→ WHAT IS REQUIRED: Nothing but the lines from the line with "Simplifies writing bindings." to the end of the records below should appear in the answer, each exactly as given.

→ SUPPLIED MATERIAL:
PR #3331, opened 2016-08-19
cLuaState: Added template to push multiple values in a single call.

madmaxoft:
Simplifies writing bindings.


sphinxc0re:
I noticed that every LuaState instance (L, S) is named differently. I would be best to introduce a convention for that

madmaxoft:
I'm not sure if it's worth the effort.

→ RESPONSE FOR THIS EXERCISE:
Simplifies writing bindings.


sphinxc0re:
I noticed that every LuaState instance (L, S) is named differently. I would be best to introduce a convention for that

madmaxoft:
I'm not sure if it's worth the effort.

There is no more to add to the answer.